Plaintiff has filed two documents seeking discovery of information in connection with this case. According to Lewis discovery will: provide the names of the Committee that approved the operation, substantiate his claim that the committee authorized the use of $40,000 to fund the operation, furnish additional acts of government interference, and prove Lewis’ claim that the government removed Brady material from a criminal file to facilitate prosecution of an accused criminal. Plaintiff claims this discovery “proves what Mr. Lewis is telling the Court. It demonstrates corruption in the government of the United States and it demonstrates that Defendant breached it’s duty to Mr. Lewis under the contract.” Even if plaintiff’s discovery requests were deemed to be motions, requests for information relating to the perceived corruption and bad faith of the government exceeds the scope of discovery intended under Rule 27.

To the extent discovery would provide the names of the officials who approved the operation, and prove that the committee authorized $40,000 to be spent on the operation, this information would not provide a basis on which this court could find a contract. To establish an enforceable contract with the United States, the contracting official must have the authority, either express or implied to bind the United States. H. Landau & Co. v. United States, 886 F.2d 322, 324 (Fed.Cir.1989). Even if the officials who allegedly approved Operation Leatherneck had the authority to set up such an operation, as a matter of law, they could not have had the authority to bind the United States to prosecute customs violations or continue the investigation once it was determined that prosecutions would not occur. The court further notes that although Lewis has alleged that discovery will lead to the names of the committee members, and prove a fund was set up for Operation Leatherneck, his discovery requests were not tailored to discover this information, except by happenstance.

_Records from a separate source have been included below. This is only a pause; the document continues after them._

PR #687, opened 2022-11-08
Fix/gasless

tyler17:
-Start racking gasless tranasctions before they gets mined
-don't check from address when verifying comment transactions, since gasless votes come from the relayer, not the voter
-fix comment filtering when fetching comments by address (pass in the right provider, and filter out invalid txs)

### DIFF
--- a/modules/polling/context/BallotContext.tsx
+++ b/modules/polling/context/BallotContext.tsx
@@ -419,9 +419,7 @@ export const BallotProvider = ({ children }: PropTypes): React.ReactElement => {
             () =>
               fetchJson(url).then(tx => {
                 // gaslessTx.status can be: 'pending' | 'sent' | 'submitted' | 'inmempool' | 'mined' | 'confirmed' | 'failed'
-                if (tx.status === 'mined') {
-                  // check if mined, if so, do nothing ????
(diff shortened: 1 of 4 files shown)


b-pmcg (approved):

modules/polling/context/BallotContext.tsx
```diff
@@ -409,18 +409,17 @@ export const BallotProvider = ({ children }: PropTypes): React.ReactElement => {
 
         const gaslessProvider = getGaslessProvider(network);
 
+        const voteTxCreator = () => getGaslessTransaction(gaslessProvider, gaslessTx.hash);
+        trackPollVote(voteTxCreator, getGaslessNetwork(network));
+
```
adamgoth, line 414: I had moved this to wait for `mined` status previously because the `getGaslessTransction`function was returning an error when the tx was just sitting the queue because the provider can't find it. If you click the "View on Arbiscan" right away and the tx is in the queue, you'll see that the tx isn't found. But I guess 99% of the time it will be relayed shortly after so probably not an issue.

tyler17: Ah interesting.  Cool that makes sense to me

PR #691, opened 2022-11-10
Signtypeddataethers

rafinskipg:
Remove the dependency of metamask package
- sign type data with ethers
- recover typed data with ethers
- remove unused type


adamgoth (approved):
Tested with ledger and MM, no issues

Therefore, to the extent plaintiff’s requests were motions under Rule 27, plaintiff’s motions for discovery are denied. Because the court determines that discovery will not assist plaintiff in stating a colorable claim within the jurisdiction of this court, and amending the complaint would be futile in light of its overwhelming defects, the court deems it unnecessary to delay a decision on defendant’s motion to dismiss.

CONCLUSION

Because the court determines that plaintiff’s stated basis for jurisdiction is so clearly lacking as to border on the frivolous, defendant’s motion to dismiss for lack of subject matter jurisdiction is granted. The Clerk is directed to dismiss the complaint without *308prejudice. All other motions filed in this case are moot.

IT IS SO ORDERED.

. Plaintiff is proceeding under a pseudonym. Because of the outcome of this case, the court deems it unnecessary to determine whether to permit the use of a pseudonym.

. Hartkop is the Assistant Special Agent in charge of the Cleveland Office of the Customs Service.

. Section 1619 does not create a contract even after an informant has provided customs with original information. A binding contract could only be formed, if at all, after Customs has “accepted” an informant’s offer by obtaining a recovery.